Pat subscribes to a philosophy of positive thinking, which he apparently picked up while in the mental ward, a coping mechanism encouraging a relentless optimism that amounts to a willful distortion of reality. Like many crazy people and assholes, Pat brands himself a “truth teller” in a world full of phonies; he is, of course, the only person who can't see the truth about himself, which is that he's incapable of empathy. Whether he knows it or not, what he's really working toward is learning how to break through the blinders of his own emotions and become cognizant of the feelings of other people. It comes as no surprise that the vehicle for this transformation is a slow-building romance between Pat and Tiffany, a depressed, bruised young widow played with feisty authenticity by Jennifer Lawrence. Tiffany vaguely knows Nikki, and after a few awkward false starts of flirtation/stalking, she suckers Pat into agreeing to be her partner in a dance competition in exchange for helping him to get in touch with his ex, restraining order be damned.

Are these two incredibly attractive, well-meaning eccentrics victims of an overreactive age of knee-jerk overmedication? Or are they really, clinically looney tunes? Silver Linings doesn't seem to care. Pat and Tiffany's common damage only matters insofar as it gives each of them a need to find understanding and healing in the other. Anything reflecting the long-term reality of living with mental illness—particularly the fact that love is its own kind of mania, more likely to inspire mood swings than cure them—would get in the way of the happy ending the film has broadcast all along.

Russell shows his affinity for the bipolar spirit by radically shifting tones and mashing up aesthetics, an approach mirrored by the dance Lawrence and Cooper perform at the end, a medley of songs and styles that come together in a fractured, charmingly messy whole. Silver Linings Playbook is shot with the same visual shorthand for “real” Russell employed on The Fighter, but the new film is obstinately escapist. The crackling organic feeling conjured by the fine ensemble is dulled by Tiffany's habit of speechifying subtext (telling Pat he's “scared to be alive,” summing up herself by admitting, “There's always gonna be a part of me that's sloppy and dirty, but I like that!”) and contrasted by an internal logic that's distinctly classic small-town screwball. The film begins around Halloween and spans Thanksgiving and Christmas, allowing Pat's arc to play out against a backdrop of holiday iconography evocative of deep American sentimental myth shit. Silver Linings is a “gritty” depiction of broken people trying to get it together; it's also a fairy tale.

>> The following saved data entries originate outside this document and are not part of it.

PR #2180, opened 2025-08-21
Unpin `starknet-types-core` dependency

gabrielbosio:
Avoids dependency conflicts in crates that use the VM.

Reverts #2140.


gabrielbosio:
Both 2.x.y and 3.x.y versions now use `types-rs` 0.2.0. Closing.

PR #2191, opened 2025-09-02
Store constants in Hint Data

JulianGCalderon:
In some situations, we have a top-level Cairo program that itself executes other Cairo programs.

The Cairo Runner is being initialized with the top-level program. This means that, when executing hint, the constants passed to the hint belong to the top-level program. If the inner programs has hints that depends on constants defined only in the inner program, then the execution would fail as the constants are being searched in the top-level program's constants, and not in the inner program's constants.

This PR fixes this by having the constants specified on `compile_hint`, rather than on `execute_hint`. When compiling a hint for the inner program, we can specify the constants of that inner program.

# Breaking Changes

This PR introduces breaking changes:
- The signature of the HintProcessor methods changed. We now specify constants on `compile_hint`, rather than on `execute_hint`.
- The `CairoRunner::step_hint` method no longer receives the program constants, as they no longer require it.
- The `CairoRunner::step` method only receives constants when the `test-utils` features is enabled, as its used for the pre/post step hooks.


vm/src/vm/vm_core.rs
```diff
@@ -617,15 +614,14 @@ impl VirtualMachine {
         #[cfg(feature = "extensive_hints")] hint_datas: &mut Vec<Box<dyn Any>>,
         #[cfg(not(feature = "extensive_hints"))] hint_datas: &[Box<dyn Any>],
         #[cfg(feature = "extensive_hints")] hint_ranges: &mut HashMap<Relocatable, HintRange>,
-        constants: &HashMap<String, Felt252>,
+        #[cfg(feature = "test_utils")] constants: &HashMap<String, Felt252>,
```
FrancoGiachetta, line 617: Where is `constants` used after this change?

vm/src/vm/vm_core.rs
```diff
@@ -617,15 +614,14 @@ impl VirtualMachine {
...
     ) -> Result<(), VirtualMachineError> {
         self.step_hint(
             hint_processor,
             exec_scopes,
             hint_datas,
             #[cfg(feature = "extensive_hints")]
             hint_ranges,
-            constants,
         )?;
```
FrancoGiachetta, line 625: Before this change, `constants` was passed as an argument in the `step_hint` call. I can't find any usage of it now. Is it being used?

JulianGCalderon: Yes https://github.com/lambdaclass/cairo-vm/blob/e8978b6f6bb930e54e8f84aaf13182ea29ce2ce9/vm/src/vm/vm_core.rs?plain=1#L628

FrancoGiachetta: Oh, I missed it.

FrancoGiachetta (approved):

PR #153, opened 2025-02-27
Package for Anaconda

medley56:
This PR includes a few different improvements. The core change is packaging for Conda and an actions workflow for distributing the artifacts.

Additionally:
- Poetry's pyproject.toml spec has changed to be more aligned with PEP, so that's been updated
- MAYBE?: add a tool to ensure the metadata is consistent between pyproject.toml, meta.yaml, and CITATION.cff. TBD if I actually add this.

## Checklist


pyproject.toml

Manic as it might be stylistically, emotionally, Silver Linings Playbook maintains too even of a keel. It's a film about the alienated that makes sure to alienate no one, a movie depicting wild mood extremes that never rises or falls above a dull hum of diversion, never exploding into riotous comedy or daring to be devastatingly sad. Its chaos is always tightly controlled. Russell has made a great movie about American malaise; this isn't it.

 

This review did not appear in print.